_PROBLEM DETAILS_:
Set down exactly, and only, the lines from the one with "for this PR)" to the final line of the entries, both included.
***** EXERCISE DATA *****
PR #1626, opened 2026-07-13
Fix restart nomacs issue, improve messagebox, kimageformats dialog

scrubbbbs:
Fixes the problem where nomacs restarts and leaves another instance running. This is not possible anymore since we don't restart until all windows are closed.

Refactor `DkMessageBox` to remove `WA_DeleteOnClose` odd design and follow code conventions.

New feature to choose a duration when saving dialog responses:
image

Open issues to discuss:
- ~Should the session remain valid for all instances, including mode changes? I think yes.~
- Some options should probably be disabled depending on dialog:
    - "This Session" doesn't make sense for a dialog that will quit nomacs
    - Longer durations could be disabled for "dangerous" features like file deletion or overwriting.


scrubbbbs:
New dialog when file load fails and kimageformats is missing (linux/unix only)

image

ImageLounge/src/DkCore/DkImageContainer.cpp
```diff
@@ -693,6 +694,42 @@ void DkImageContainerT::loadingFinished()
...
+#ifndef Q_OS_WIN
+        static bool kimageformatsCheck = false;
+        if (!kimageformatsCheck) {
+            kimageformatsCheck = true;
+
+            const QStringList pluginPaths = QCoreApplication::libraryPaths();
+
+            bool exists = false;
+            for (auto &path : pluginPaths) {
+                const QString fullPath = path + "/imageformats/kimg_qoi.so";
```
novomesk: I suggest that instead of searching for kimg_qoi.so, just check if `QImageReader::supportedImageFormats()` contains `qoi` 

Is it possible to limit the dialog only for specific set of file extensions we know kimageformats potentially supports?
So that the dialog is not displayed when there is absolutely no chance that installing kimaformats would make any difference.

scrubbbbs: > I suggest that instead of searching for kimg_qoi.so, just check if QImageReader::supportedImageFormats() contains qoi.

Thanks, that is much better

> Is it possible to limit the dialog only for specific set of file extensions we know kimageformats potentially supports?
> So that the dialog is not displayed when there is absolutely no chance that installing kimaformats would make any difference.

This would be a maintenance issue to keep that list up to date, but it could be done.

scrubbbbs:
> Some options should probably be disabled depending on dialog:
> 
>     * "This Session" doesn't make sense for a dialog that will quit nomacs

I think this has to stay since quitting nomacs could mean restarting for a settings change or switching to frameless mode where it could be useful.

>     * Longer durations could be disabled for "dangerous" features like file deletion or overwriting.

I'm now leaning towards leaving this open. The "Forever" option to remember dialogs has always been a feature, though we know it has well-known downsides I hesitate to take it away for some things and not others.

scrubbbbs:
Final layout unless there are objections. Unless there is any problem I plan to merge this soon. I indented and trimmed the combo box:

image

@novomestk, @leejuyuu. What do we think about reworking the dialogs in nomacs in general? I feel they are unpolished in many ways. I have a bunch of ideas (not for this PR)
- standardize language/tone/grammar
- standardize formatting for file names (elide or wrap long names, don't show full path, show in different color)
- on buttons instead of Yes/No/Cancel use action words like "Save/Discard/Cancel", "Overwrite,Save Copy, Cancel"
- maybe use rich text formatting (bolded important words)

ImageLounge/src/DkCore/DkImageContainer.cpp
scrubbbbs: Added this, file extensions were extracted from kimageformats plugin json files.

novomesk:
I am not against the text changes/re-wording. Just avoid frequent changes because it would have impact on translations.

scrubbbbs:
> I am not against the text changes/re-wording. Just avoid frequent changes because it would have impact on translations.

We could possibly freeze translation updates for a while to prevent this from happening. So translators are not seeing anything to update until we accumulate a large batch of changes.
*****
_RESPONSE TO THIS EXERCISE_:
@novomestk, @leejuyuu. What do we think about reworking the dialogs in nomacs in general? I feel they are unpolished in many ways. I have a bunch of ideas (not for this PR)
- standardize language/tone/grammar
- standardize formatting for file names (elide or wrap long names, don't show full path, show in different color)
- on buttons instead of Yes/No/Cancel use action words like "Save/Discard/Cancel", "Overwrite,Save Copy, Cancel"
- maybe use rich text formatting (bolded important words)

ImageLounge/src/DkCore/DkImageContainer.cpp
scrubbbbs: Added this, file extensions were extracted from kimageformats plugin json files.

novomesk:
I am not against the text changes/re-wording. Just avoid frequent changes because it would have impact on translations.

scrubbbbs:
> I am not against the text changes/re-wording. Just avoid frequent changes because it would have impact on translations.

We could possibly freeze translation updates for a while to prevent this from happening. So translators are not seeing anything to update until we accumulate a large batch of changes.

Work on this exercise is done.